:: Exercise ::
Go through the data and copy each line where the string "that" appears.

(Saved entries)
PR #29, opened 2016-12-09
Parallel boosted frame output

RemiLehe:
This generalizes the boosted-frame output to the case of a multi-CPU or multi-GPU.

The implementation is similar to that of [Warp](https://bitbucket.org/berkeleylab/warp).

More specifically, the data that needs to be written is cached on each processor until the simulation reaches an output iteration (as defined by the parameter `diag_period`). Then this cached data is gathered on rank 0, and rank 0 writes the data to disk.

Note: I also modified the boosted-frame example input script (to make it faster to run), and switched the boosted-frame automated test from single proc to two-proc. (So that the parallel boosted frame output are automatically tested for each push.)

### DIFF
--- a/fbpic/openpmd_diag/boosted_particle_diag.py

:: Answer box ::
The implementation is similar to that of [Warp](https://bitbucket.org/berkeleylab/warp).
More specifically, the data that needs to be written is cached on each processor until the simulation reaches an output iteration (as defined by the parameter `diag_period`). Then this cached data is gathered on rank 0, and rank 0 writes the data to disk.
Note: I also modified the boosted-frame example input script (to make it faster to run), and switched the boosted-frame automated test from single proc to two-proc. (So that the parallel boosted frame output are automatically tested for each push.)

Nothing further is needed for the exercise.